[[ INPUT, beginning ]]

PR #1169, opened 2018-08-31
[No Ticket][Risk=low] Abort running API tests if no api changes and not master

blrubenstein:

### DIFF
--- a/.circleci/config.yml
+++ b/.circleci/config.yml
@@ -23,11 +23,11 @@ jobs:
       - run:
           command: git submodule update --init --recursive
       - run:
-        command: |
-          if [git diff --name-only $(git merge-base master ${CIRCLE_BRANCH}) | grep api/ | wc -l] && ${CIRCLE_BRANCH != "master"}; then
-            echo No relevant changes on non-master branch, skipping
-            circleci step halt
-          fi
+          command: |
+            if [git diff --name-only $(git merge-base master ${CIRCLE_BRANCH}) | grep api/ | wc -l] && ${CIRCLE_BRANCH != "master"}; then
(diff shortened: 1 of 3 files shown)


.circleci/config.yml
```diff
@@ -22,6 +22,13 @@ jobs:
       - checkout
       - run:
           command: git submodule update --init --recursive
+      - run:
+        #Circle is bad about setting up your remotes for you, you must use origin/
+          command: |
+            if [ $(git diff --name-only $(git merge-base origin/master ${CIRCLE_BRANCH}) | grep api/ | wc -l | xargs) == 0 ] && [ ${CIRCLE_BRANCH} != "master" ]; then
```
calbach: I would reverse the order of these predicates. I would also include the check for empty CIRCLE_BRANCH (I believe this happens when we tag a release - not 100%)

.circleci/config.yml
```diff
@@ -22,6 +22,13 @@ jobs:
       - checkout
       - run:
           command: git submodule update --init --recursive
+      - run:
+        #Circle is bad about setting up your remotes for you, you must use origin/
```
calbach: nit: +2 indent

.circleci/config.yml
blrubenstein: Will CIRCLE_BRANCH being empty be caught by != master?

blrubenstein: Will do!

calbach:
We want to run tests when we do a release

blrubenstein:
Yup, I realized right after commenting what you were actually saying... Should be good now @calbach.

[[ INPUT, end ]]

EXERCISE DETAILS: The result should consist solely of the lines from the one that contains "We want to run tests when we do a release" to the last line of the records above, reproduced exactly.

RESULT:
We want to run tests when we do a release

blrubenstein:
Yup, I realized right after commenting what you were actually saying... Should be good now @calbach.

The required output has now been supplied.